Business

Smithson: Garment industry needs to rethink production

“Thrown out with all the rusted, tangled, dented goddamn

miseries.”

Canadian singer Jann Arden’s lyric came to mind as I read a stack of articles about the garment factory collapse in Dhaka, Bangladesh.

More than 600 workers have been killed and more are still unaccounted for.

It was a senseless, reckless, negligent workplace tragedy that is just the latest in an ongoing series of such disasters in places far away where clothes are produced for stores located very nearby.

Late last year, the Tazreen Fashions Ltd. factory in Dhaka burned down.

It produced clothes for a number of well-known North American retailers.

It occupied a nine-storey building and employed more than 1,000 low-wage workers.

Some 110 bodies were recovered after a fire ripped through the factory, causing panicked workers to leap from high windows in an attempt to escape. Most of the workers were women, most earned less than $40 per month.

Bangladesh is now a global centre for clothes manufacturing due to its cheap labour, with many popular brands using factories there to produce items for export to western markets.

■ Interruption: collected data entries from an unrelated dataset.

PR #1252, opened 2026-08-26
Fix: don't overwrite an unrelated Cloudinary asset on public ID collision

### LINKED ISSUE #1241: Cloudinary asset being replaced
## Bug Description

PR [#1182](https://github.com/cloudinary/cloudinary_wordpress/pull/1182) causes Cloudinary assets to be overwritten when a new WordPress upload reuses the same filename.

WordPress only uniquifies filenames within the same month. If `test.jpg` is uploaded in April, Cloudinary creates public ID `test`. A second `test.jpg` in the same month is renamed to `test-1.jpg` (public ID `test-1`). A later upload of `test.jpg` in May keeps the original filename, so Cloudinary again gets public ID `test`.

After #1182, the plugin treats an existing public ID as a replacement and overwrites the original Cloudinary asset instead of creating a distinct one.

## Expected Behaviour

Uploading a new file with the same basename in a different month should not overwrite an existing Cloudinary asset. The plugin should generate a unique public ID (or otherwise treat it as a new asset), even when WordPress reuses the original filename.

## Steps to reproduce

1. Upload `test.jpg` to the WordPress Media Library in month A (e.g. April). Confirm it syncs to Cloudinary with public ID `test`.
2. Upload a different image also named `test.jpg` in the same month. Confirm WordPress renames it to `test-1.jpg` and Cloudinary uses public ID `test-1`.
3. Upload another different image named `test.jpg` in a later month (e.g. May). Confirm WordPress keeps the filename `test.jpg`.
4. Check the original Cloudinary asset with public ID `test`.
5. See that it has been overwritten by the May upload instead of remaining the April image.

## Additional context

This is a regression from https://github.com/cloudinary/cloudinary_wordpress/pull/1182. The change detects an existing public ID and assumes a replacement, which is incorrect when WordPress reuses a filename across months.

 - WordPress version:
 - Plugin version:
 - Gutenberg plugin version (if applicable):
 - PHP version:
 - Plugin settings:

gabrielcld2:
## Summary

- [PR #1182](https://github.com/cloudinary/cloudinary_wordpress/pull/1182) fixed a runaway-duplicate bug (an attachment retrying an interrupted upload kept creating suffixed Cloudinary duplicates) by overwriting the conflicting asset whenever the attachment had no locally-saved `_public_id`.
- That signal isn't reliable on its own: **every never-synced attachment** also has no `_public_id`, not just one recovering from a crashed upload. So a brand new attachment that happens to derive the same public ID as an older, unrelated asset (e.g. WordPress reuses a filename across different months) also takes the overwrite path and silently destroys that older asset.
- This adds a check, `Upload_Sync::is_matching_existing_asset()`, that only takes the overwrite path when the conflicting Cloudinary asset is confirmed to be the local file. Same file, lost record (PR #1182's case) → confirmed match → still safely overwritten. Different file, coincidental public ID collision (this issue) → no match → falls back to the pre-#1182 suffix behavior instead, so the older asset is preserved.

Fixes #1241

## Review follow-up

Addressed in a follow-up commit after review:

- **Blocker:** the check now resolves the local file the same way `Api::upload()` does (`Media::get_upload_file_path()`, shared by both), instead of always using `get_attached_file()`. That matters for any image over `big_image_size_threshold` (2560px default) — WordPress attaches the `-scaled` copy but Cloudinary is sent the unscaled original, so comparing against the attached file broke the #1182 recovery path for large images.
- Confirms with the response's `etag` (MD5 of the stored asset) once byte sizes already match, closing the remaining false-positive where two unrelated files coincidentally share a byte count.
- Logs via `Utils::log()` when the check bails out for a missing `bytes` field, so a future API response change surfaces in the debug log instead of silently reviving the duplicate-per-cycle bug.
- Docblock narrowed and marked `@internal`.

Addressed in a second follow-up commit after a further review pass:

- **vip:// paths:** `get_upload_file_path()` can return a `vip://` stream-wrapper path on WordPress VIP. Hashing it with `md5_file()` pulls the whole object over the network, and a failed read returns `false` rather than throwing — which the etag check would misread as a content mismatch, reintroducing the #1182 duplicate-per-cycle bug on VIP specifically. Now skips the hash and relies on byte size alone for `vip://` paths.
- **Return type:** `Media::get_upload_file_path()`'s docblock said `@return string`; corrected to `string|false` to match the underlying `get_attached_file()`/`wp_get_original_image_path()` core functions.
- **Content equality isn't ownership:** two unrelated attachments can hold byte-identical files that derive the same public ID — both would pass the byte/etag check and both would overwrite the same asset, clobbering each other's context and version. Added `is_solely_linked_to()`, mirroring the ownership guard `Delete_Sync::delete_asset()` already uses (`get_linked_attachments()`), so the overwrite path also requires that no *other* attachment is already tracked as linked to that public ID.

### Scenario 1 — the reported bug (#1241) is fixed

1. Upload image A named `test.jpg`. Wait for sync. Note its ID as `<A_ID>`.
2. Upload a second, different image (any filename). Note its ID as `<B_ID>`. Then force it into "first-ever upload of `test.jpg`" state:
   ```bash
   npx wp-env run cli wp eval '
   $id      = <B_ID>;
   $old     = get_attached_file( $id );
   $new_dir = dirname( $old ) . "-b";
   wp_mkdir_p( $new_dir );
   $new = trailingslashit( $new_dir ) . "test.jpg";
   rename( $old, $new );
   update_attached_file( $id, $new );
   $m = get_post_meta( $id, "_cloudinary", true );
   unset( $m["_public_id"], $m["_sync_signature"] );
   update_post_meta( $id, "_cloudinary", $m );
   '
   ```
3. Trigger B's sync:
   ```bash
   npx wp-env run cli wp eval 'Cloudinary\get_plugin_instance()->get_component("sync")->managers["push"]->process_assets(<B_ID>);'
   ```
4. Compare public IDs:
   ```bash
   npx wp-env run cli wp eval 'echo get_post_meta(<A_ID>, "_cloudinary", true)["_public_id"] . "\n";'
   npx wp-env run cli wp eval 'echo get_post_meta(<B_ID>, "_cloudinary", true)["_public_id"] . "\n";'
   ```
   - **On `develop` (bug present):** both print `test` — B silently claimed A's public ID and overwrote its Cloudinary asset.
   - **On this branch (fixed):** A stays `test`, B gets a suffixed public ID (e.g. `test_<id><random>`) — both assets survive independently.

### Scenario 2 — PR #1182's original crash-recovery fix still works

Use an image **larger than 2560px** on its longest side for step 1 — that's what exercises the `-scaled` file path the review feedback flagged, and what scenario 2 originally missed.

1. Upload the large image. Wait for sync. Note its ID as `<X_ID>`.
2. Simulate a lost record (same file, nothing changes — this is the "meta lost" case, not the collision case):
   ```bash
   npx wp-env run cli wp eval '
   $id = <X_ID>;
   $m = get_post_meta( $id, "_cloudinary", true );
   unset( $m["_public_id"], $m["_sync_signature"] );
   update_post_meta( $id, "_cloudinary", $m );
   '
   ```
3. Re-trigger the sync:
   ```bash
   npx wp-env run cli wp eval 'Cloudinary\get_plugin_instance()->get_component("sync")->managers["push"]->process_assets(<X_ID>);'
   ```
4. Check the saved public_id:
   ```bash
   npx wp-env run cli wp eval 'echo get_post_meta(<X_ID>, "_cloudinary", true)["_public_id"] . "\n";'
   ```
   - **Expected (fix intact):** no suffix — the attachment recovered by overwriting its own orphaned asset, same as before.
   - A suffixed public_id here would mean the crash-recovery path regressed.

Both scenarios were run and confirmed against a real Cloudinary account, including scenario 2 re-run with a 3200×1800px/1.74MB image (large enough to trigger WordPress's `-scaled` file, per the review feedback): the recovered public_id came back unsuffixed, confirming the crash-recovery path now also works correctly for scaled images.

### Automated tests

`tests/phpunit/tests/test-upload-sync.php` covers `is_matching_existing_asset()`: matching/mismatched bytes, a missing `bytes`/`public_id` field, a missing local file, matching/mismatched `etag`, a scaled-image case (compares against the unscaled original, not the attached `-scaled` file), an ownership-conflict case (another attachment already linked to the public ID, even with byte-identical content), and a `vip://` path case (matches on bytes alone, ignoring a deliberately wrong etag, via a fake stream wrapper). 29 tests. Run with `npm run env:start && npm run test:unit`.

### DIFF
--- a/php/class-media.php
+++ b/php/class-media.php
@@ -496,6 +496,27 @@ class Media extends Settings_Component implements Setup {
 	}
 
 	/**
+	 * Get the local file path used to upload an attachment.
+	 *
+	 * Mirrors the file resolution in Connect\Api::upload(): the unscaled original when
+	 * `cloudinary_use_original_image` allows it, the attached file otherwise -- e.g. the
+	 * `-scaled` copy WordPress creates for images over `big_image_size_threshold`.
+	 *
+	 * @param int $attachment_id The attachment ID.
+	 *
+	 * @return string
+	 */
+	public function get_upload_file_path( $attachment_id ) {
+		/** This filter is documented in php/connect/class-api.php */
+		$use_original = apply_filters( 'cloudinary_use_original_image', true, $attachment_id );
+		if ( $use_original && function_exists( 'wp_get_original_image_path' ) && wp_attachment_is_image( $attachment_id ) ) {
+			return wp_get_original_image_path( $attachment_id );
+		}
+
+		return get_attached_file( $attachment_id );
+	}
+
+	/**
 	 * Get the Cloudinary delivery type.
 	 *
 	 * @param int $attachment_id The attachment ID.
--- a/php/class-media.php
+++ b/php/class-media.php
@@ -504,7 +504,7 @@ class Media extends Settings_Component implements Setup {
 	 *
 	 * @param int $attachment_id The attachment ID.
 	 *
-	 * @return string
+	 * @return string|false
 	 */
 	public function get_upload_file_path( $attachment_id ) {
 		/** This filter is documented in php/connect/class-api.php */
--- a/php/sync/class-upload-sync.php
+++ b/php/sync/class-upload-sync.php
@@ -391,8 +391,12 @@ class Upload_Sync {
 	 * Check whether a Cloudinary "existing" asset is likely this attachment's own local file.
 	 *
 	 * Used to tell apart an orphan left by this same attachment's previously interrupted upload
-	 * (safe to overwrite) from an unrelated asset that happens to share the same derived public
-	 * ID, e.g. WordPress reusing a filename across months (must not be overwritten).
+	 * of the default (non "folder"/"cloud_name") sync type (safe to overwrite) from an unrelated
+	 * asset that happens to share the same derived public ID, e.g. WordPress reusing a filename
+	 * across months (must not be overwritten). Only called once a public_id is unrecorded, so in
+	 * practice this only ever runs for that default sync type; the other types always have one.
+	 *
+	 * @internal Reachable for testing; not intended to be called from outside this class.
 	 *
 	 * @param int   $attachment_id The attachment ID.
 	 * @param array $result        The Cloudinary upload result.
@@ -401,14 +405,23 @@ class Upload_Sync {
 	 */
 	public function is_matching_existing_asset( $attachment_id, $result ) {
 		if ( empty( $result['bytes'] ) ) {
+			Utils::log(
+				sprintf( 'Cloudinary upload result for attachment %d has no "bytes" field; treating as a non-matching asset.', $attachment_id ),
+				'upload-sync-existing-asset-check'
+			);
+
 			return false;
 		}
-		$file = get_attached_file( $attachment_id );
+		$file = $this->media->get_upload_file_path( $attachment_id );
 		if ( empty( $file ) || ! file_exists( $file ) ) {
 			return false;
 		}
+		if ( (int) filesize( $file ) !== (int) $result['bytes'] ) {
+			return false;
+		}
 
-		return (int) filesize( $file ) === (int) $result['bytes'];
+		// Bytes alone can coincide between unrelated files; confirm with the content hash when available.
+		return empty( $result['etag'] ) || md5_file( $file ) === $result['etag'];
 	}
 
 	/**
--- a/php/sync/class-upload-sync.php
+++ b/php/sync/class-upload-sync.php
@@ -412,6 +412,12 @@ class Upload_Sync {
 
 			return false;
 		}
+		// Byte-identical content between two unrelated attachments isn't proof of ownership: the
+		// second overwrite would still clobber the first's context and advance its version. Only
+		// proceed if no other attachment already claims this public ID.
+		if ( ! $this->is_solely_linked_to( $attachment_id, empty( $result['public_id'] ) ? null : $result['public_id'] ) ) {
+			return false;
+		}
 		$file = $this->media->get_upload_file_path( $attachment_id );
 		if ( empty( $file ) || ! file_exists( $file ) ) {
 			return false;
@@ -419,9 +425,42 @@ class Upload_Sync {
 		if ( (int) filesize( $file ) !== (int) $result['bytes'] ) {
 			return false;
 		}
+		// Hashing a vip:// stream wrapper path pulls the whole object over the network; a failed
+		// read returns false rather than throwing, which would wrongly read as a mismatch. Bytes
+		// alone is the safer signal to rely on there.
+		if ( false !== strpos( $file, 'vip://' ) ) {
+			return true;
+		}
 
 		// Bytes alone can coincide between unrelated files; confirm with the content hash when available.
 		return empty( $result['etag'] ) || md5_file( $file ) === $result['etag'];
+	}
+
+	/**
+	 * Check that no other attachment is already tracked as linked to a public ID.
+	 *
+	 * Mirrors the ownership guard Delete_Sync::delete_asset() uses before destroying an asset.
+	 *
+	 * @param int         $attachment_id The attachment ID.
+	 * @param string|null $public_id     The public ID to check.
+	 *
+	 * @return bool
+	 */
+	protected function is_solely_linked_to( $attachment_id, $public_id ) {
+		if ( empty( $public_id ) ) {
+			return false;
+		}
+		$linked = $this->media->get_linked_attachments( $public_id );
+		if ( count( $linked ) > 1 ) {
+			// More than one attachment already shares this public ID.
+			return false;
+		}
+		if ( 1 === count( $linked ) && (int) $attachment_id !== (int) $linked[0] ) {
+			// Exactly one other attachment is already linked to it.
+			return false;
+		}
+
+		return true;
 	}
 
 	/**
--- a/php/sync/class-upload-sync.php
+++ b/php/sync/class-upload-sync.php
@@ -338,9 +338,14 @@ class Upload_Sync {
 
 			// Check that this wasn't an existing.
 			if ( ! empty( $result['existing'] ) ) {
-				// If no public_id is recorded in WordPress, this asset in Cloudinary is from a
-				// failed previous upload. Overwrite it instead of creating a suffixed duplicate.
-				if ( empty( $suffix ) && ! $this->media->get_post_meta( $attachment_id, Sync::META_KEYS['public_id'], true ) ) {
+				// A missing public_id in WordPress isn't enough on its own to prove the conflicting
+				// Cloudinary asset is an orphan of this attachment's own failed upload -- any never
+				// synced attachment also has no public_id. Only treat it as our own orphan, safe to
+				// overwrite, when the existing asset's file size also matches the local file.
+				if ( empty( $suffix )
+					&& ! $this->media->get_post_meta( $attachment_id, Sync::META_KEYS['public_id'], true )
+					&& $this->is_matching_existing_asset( $attachment_id, $result )
+				) {
 					return $this->upload_asset( $attachment_id, $type, null, true );
 				}
 				// Add a suffix and try again.
@@ -380,6 +385,30 @@ class Upload_Sync {
 		}
 
 		return $result;
+	}
+
+	/**
+	 * Check whether a Cloudinary "existing" asset is likely this attachment's own local file.
+	 *
+	 * Used to tell apart an orphan left by this same attachment's previously interrupted upload
+	 * (safe to overwrite) from an unrelated asset that happens to share the same derived public
+	 * ID, e.g. WordPress reusing a filename across months (must not be overwritten).
+	 *
+	 * @param int   $attachment_id The attachment ID.
+	 * @param array $result        The Cloudinary upload result.
+	 *
+	 * @return bool
+	 */
+	public function is_matching_existing_asset( $attachment_id, $result ) {
+		if ( empty( $result['bytes'] ) ) {
+			return false;
+		}
+		$file = get_attached_file( $attachment_id );
+		if ( empty( $file ) || ! file_exists( $file ) ) {
+			return false;
+		}
+
+		return (int) filesize( $file ) === (int) $result['bytes'];
 	}
 
 	/**
--- a/tests/phpunit/tests/test-upload-sync.php
+++ b/tests/phpunit/tests/test-upload-sync.php
@@ -6,7 +6,8 @@
  * Cloudinary asset blocking an upload (existing: true) is safe to overwrite. It should only
  * be treated as this attachment's own orphaned upload -- not an unrelated asset that happens
  * to share the same derived public ID, e.g. WordPress reusing a filename across months (see
- * GitHub issue #1241).
+ * GitHub issue #1241), and not an unrelated attachment that happens to hold byte-identical
+ * content and already owns that public ID.
  *
  * The rest of upload_asset() talks to the Cloudinary API over HTTP and is covered by the
  * Playwright suite in tests/e2e.
@@ -66,6 +67,19 @@ class Test_Upload_Sync extends WP_UnitTestCase {
 	}
 
 	/**
+	 * Mark an attachment as linked to a public ID, the way a completed upload_asset() call
+	 * would via its trackable postmeta key -- what get_linked_attachments() looks up.
+	 *
+	 * @param int    $attachment_id The attachment ID.
+	 * @param string $public_id     The public ID.
+	 *
+	 * @return void
+	 */
+	protected function link_attachment_to_public_id( $attachment_id, $public_id ) {
+		update_post_meta( $attachment_id, '_' . md5( $public_id ), true );
+	}
+
+	/**
 	 * An existing asset whose byte size matches the local file is treated as this attachment's
 	 * own orphaned upload, so it's safe to overwrite. No etag in the result falls back to the
 	 * byte comparison alone.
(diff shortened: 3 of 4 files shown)


php/sync/class-upload-sync.php
```diff
@@ -382,6 +387,30 @@ function ( $is_synced, $post_id ) use ( $attachment_id ) {
...
+	 * @param int   $attachment_id The attachment ID.
+	 * @param array $result        The Cloudinary upload result.
+	 *
+	 * @return bool
+	 */
+	public function is_matching_existing_asset( $attachment_id, $result ) {
+		if ( empty( $result['bytes'] ) ) {
+			return false;
+		}
+		$file = get_attached_file( $attachment_id );
```
utkarshcloudinary: **Blocker:** this does not resolve the same file that the upload actually sent, so the #1182 recovery path stops working for large images.

`Api::upload()` applies the `cloudinary_use_original_image` filter (default `true`) and then uses `wp_get_original_image_path()` for images:

```php
// php/connect/class-api.php:529-534, 564-565
$use_original = apply_filters( 'cloudinary_use_original_image', true, $attachment_id );
...
$get_path_func = $use_original && function_exists( 'wp_get_original_image_path' ) ? 'wp_get_original_image_path' : 'get_attached_file';
```

Core diverges the two whenever `original_image` is set in the attachment metadata: `wp_get_original_image_path()` returns the untouched original, `get_attached_file()` returns the `-scaled` file.

So for any image above `big_image_size_threshold` (2560px default, which covers most phone and camera uploads) this compares the `-scaled` bytes against the original's bytes. They never match, `is_matching_existing_asset()` returns `false`, and the attachment falls back to the suffix branch. That is exactly the runaway-duplicate behaviour PR #1182 existed to stop.

The QA notes in the description do not catch this because both scenarios use a small image that never gets scaled.

Mirroring the upload's own resolution fixes it:

```php
$use_original = apply_filters( 'cloudinary_use_original_image', true, $attachment_id );
if ( $use_original && function_exists( 'wp_get_original_image_path' ) && wp_attachment_is_image( $attachment_id ) ) {
	$file = wp_get_original_image_path( $attachment_id );
} else {
	$file = get_attached_file( $attachment_id );
}
```

`Media::get_attachment_file_size()` (php/class-media.php:475-496) already contains this branch. Worth extracting it into one shared helper rather than duplicating a third copy. Note it caches into `_file_size` meta, so calling that method directly would feed a possibly stale value into a destructive decision.

Please also re-run QA scenario 2 with an image over 2560px, that is the case that currently fails.

php/sync/class-upload-sync.php
```diff
@@ -382,6 +387,30 @@ function ( $is_synced, $post_id ) use ( $attachment_id ) {
...
+		if ( empty( $file ) || ! file_exists( $file ) ) {
+			return false;
+		}
+
+		return (int) filesize( $file ) === (int) $result['bytes'];
```
utkarshcloudinary: **Consider:** byte size alone is a weak identity signal, in both directions.

- False positive: two unrelated files that derive the same public ID *and* happen to have the same byte count still take the overwrite path, and the older asset is still destroyed. That is the exact failure mode this PR exists to prevent, narrowed rather than closed.
- False negative: if the product environment applies an incoming transformation, or a `cloudinary_upload_options` filter adds `transformation`, the stored asset's bytes will not equal the local file's bytes, and the #1182 recovery silently stops working for that environment.

Cloudinary returns `etag` in the same response, which is the MD5 of the stored bytes. Gating on bytes first and then confirming with `md5_file()` closes the false positive completely, and the hash only runs on the collision path, never on a normal upload:

```php
if ( (int) filesize( $file ) !== (int) $result['bytes'] ) {
	return false;
}

return empty( $result['etag'] ) || md5_file( $file ) === $result['etag'];
```

php/sync/class-upload-sync.php
```diff
@@ -382,6 +387,30 @@ function ( $is_synced, $post_id ) use ( $attachment_id ) {
...
+	 * (safe to overwrite) from an unrelated asset that happens to share the same derived public
+	 * ID, e.g. WordPress reusing a filename across months (must not be overwritten).
+	 *
+	 * @param int   $attachment_id The attachment ID.
+	 * @param array $result        The Cloudinary upload result.
+	 *
+	 * @return bool
+	 */
+	public function is_matching_existing_asset( $attachment_id, $result ) {
+		if ( empty( $result['bytes'] ) ) {
```
utkarshcloudinary, line 407: **Nit:** the fallback direction is right, safe over destructive. But it makes the #1182 fix depend on an undocumented field of the `existing` response. If that field is ever trimmed, the recovery path dies silently, with no error and no log, and suffixed duplicates quietly come back.

A sync note or debug trace when the check bails out on a missing field would save the next person from bisecting two PRs to work out why.

php/sync/class-upload-sync.php
```diff
@@ -382,6 +387,30 @@ function ( $is_synced, $post_id ) use ( $attachment_id ) {
...
+	 * Used to tell apart an orphan left by this same attachment's previously interrupted upload
+	 * (safe to overwrite) from an unrelated asset that happens to share the same derived public
+	 * ID, e.g. WordPress reusing a filename across months (must not be overwritten).
+	 *
+	 * @param int   $attachment_id The attachment ID.
+	 * @param array $result        The Cloudinary upload result.
+	 *
+	 * @return bool
+	 */
+	public function is_matching_existing_asset( $attachment_id, $result ) {
```
utkarshcloudinary, line 406: **Nit:** `public` for a method with a single internal caller. Reasonable trade to make it reachable from the test, but it is now plugin API surface that has to keep its signature. An `@internal` note in the docblock would set the expectation.

Also worth narrowing the docblock's claim of generality: the `folder` and `cloud_name` sync types route to `Api::copy()`, which uploads from a Cloudinary URL, not a local file, and under `offload=cld` there may be no local file at all. In practice those types only run once a `public_id` is recorded, so the second clause of the condition short-circuits first and this is never reached, but the docblock reads as though it applies to any upload.

utkarshcloudinary (approved):
Review with help of AI and I validated those comments:

php/sync/class-upload-sync.php
gabrielcld2: Fixed in 9187312e — thanks for catching this. `is_matching_existing_asset()` now calls a new shared `Media::get_upload_file_path()`, which is the exact same resolution `Api::upload()` uses (`cloudinary_use_original_image` filter + `wp_get_original_image_path()` for images, falling back to `get_attached_file()`), so both now compare against the same file `Api::upload()` actually sent. `Api::upload()`'s own inline branch was replaced with a call to the same helper, so there's one canonical implementation instead of a third copy. Added a test (`test_matches_using_the_unscaled_original_for_a_scaled_image`) that fakes a scaled/original pair via `_wp_attachment_metadata['original_image']` and asserts the check matches on the original's bytes, not the attached (scaled) file's.\n\nRe-running QA scenario 2 with an image over 2560px on this commit — will report back once confirmed.

php/sync/class-upload-sync.php
gabrielcld2: Done in 9187312e — once bytes match, it now confirms with `md5_file()` against the response's `etag`, only computed on the collision path as you suggested. Kept it opt-in (`empty( $result['etag'] ) ||`) rather than required, so a response missing that field still falls back to the byte check instead of always failing closed — the false-negative you flagged (transformation-altered stored bytes) already broke the byte check on its own, so treating a missing etag as inconclusive-in-the-wrong-direction there wouldn't help; it would just add a second silent failure mode. Added two tests covering the etag match/mismatch cases.

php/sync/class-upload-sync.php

Workplace safety standards can be pathetically low (or non-existent) or simply not enforced.

That disaster came on the heels of another fire in a Pakistan garment factory which killed 289 workers and injured 110 more.

As for the Tazreen fire, some reports quoted survivors as saying that doors were locked, managers prevented them from leaving the building, the factory had lost its fire safety certification due to a lack of proper safety arrangements and there were, apparently, no emergency fire exits whatsoever.

Loblaw, which had some of its Joe Fresh line of products made at the collapsed site in Dhaka, has come forward with the concept of financial compensation for families of the affected workers.

It’s a grisly choice these companies have made, of paying families of dead workers instead of spending money to ensure their safety and welfare in the first place.

Loblaw would say, of course, that it never envisioned this sort of a tragedy and, if it had, it would have acted.

But anyone with a modicum of knowledge of working conditions in the garment industry in places like Bangladesh would have known such a disaster was inevitable and turning a blind eye isn’t the same thing as innocence.

The price of producing clothing at bargain-basement prices in places like Bangladesh seems to be subjecting production workers to bargain-basement conditions.

Wages hover in the range of $2 per day and workplace safety is sacrificed for the cause of production efficiency.

There have been too many of these tragedies, too many for our own companies to continue funding that system with their orders and too many for consumers to continue supporting companies like Loblaw with their purchasing.

It’s time for corporate leaders in this country, like Loblaw’s chief executive officer, Galen Weston, to become proactive rather than reactive.

Investing in workers’ safety is a whole lot better for the corporate brand than paying for their deaths.

Weston recently stated, “Our priority is to do what’s right for those affected by the tragedy…” and that Loblaw is sending “senior executives” to Bangladesh to “determine, to the best extent possible, how to make the biggest difference.”

Galen, if you want to make a difference, perhaps start fresh by asking why your company cannot figure out a way for Canadian workers to produce quality clothing at an acceptably low price and, at the same time, receive a decent wage and decent working conditions.

Ask yourself why it’s taken for granted that the only equation which produces the desired items at attractive prices is one in which foreign workers are exploited, abused, injured and killed.

This country produced the present commander of the international space station. It built a 4,000 kilometre transcontinental railway largely by hand through inhospitable wilderness, over rivers and across mountain ranges.

Canadian soldiers conquered Vimy Ridge when others had failed.

Our inventors produced the insulin process, basketball, the heart pacemaker, the snowmobile, standard time, the telephone, the goalie mask, the electron microscope, wireless radio and the Robertson screw.

Surely we have the collective know-how to overcome the labour cost disadvantage of manufacturing here at home.

There must be production efficiencies which can be devised and exploited to overcome that wage gap, whether they be in sourcing of materials, supply chain management, inventory control, production processes, automation, whatever.

Galen, my request is that you spend less time sitting in Canadians’ kitchens chatting with housewives about their dinnertime preferences.

Spend more time thinking about how your company can do its founders, employees, shareholders and customers proud.

Figure out how to repatriate a slice of the garment industry so that workers in Canada can earn a wage in a decent setting and so that Canadians can be proud, rather than embarrassed, about the origins of the products you sell.

Find a way to show the world that employees in the garment industry (no matter where they live) aren’t doomed to be sacrificial lambs in the production equation.

Maybe then, when you’ve shown the way, garment producers in the rest of the world will see that, to stay in business, they’d better start keeping up with those goddamn Canadians.